YOUR TASK:
Every line from the one containing "- Add DateTime trigger, closes #280." through the end of the data is to be copied exactly, and nothing outside that range.
########
PR #1537, opened 2024-02-28
idevicedevmodectl: fix use after free

Fidetro:


nikias:
Not a use-after-free. First idevice_free is not required as creation already failed in the error case.

PR #292, opened 2023-08-21
Ignore more IDE generated files with .gitignore

wborn:
These unwanted files are also often generated when creating projects in Eclipse and IntelliJ IDEA.


florian-h05 (approved):
LGTM, thanks!

PR #291, opened 2023-08-13
[rules] Rule Builder: Add DateTime & TimeOfDay triggers & Improve type defs

florian-h05:
- Improve type defs (hide private fields), closes #217.
- Add DateTime trigger, closes #280.
- Add TimeOfDay trigger.
- Add debug logging to trigger creation.

PR #293, opened 2023-08-22
Fix example in documentation

jlaur:
Fix Rule Builder example.


jlaur:
I just by coincidence looked at #291. If I understand it correctly, the README is generated from those files, where you already fixed this example?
########
ANSWER TO THIS PROBLEM:
- Add DateTime trigger, closes #280.
- Add TimeOfDay trigger.
- Add debug logging to trigger creation.

PR #293, opened 2023-08-22
Fix example in documentation

jlaur:
Fix Rule Builder example.


jlaur:
I just by coincidence looked at #291. If I understand it correctly, the README is generated from those files, where you already fixed this example?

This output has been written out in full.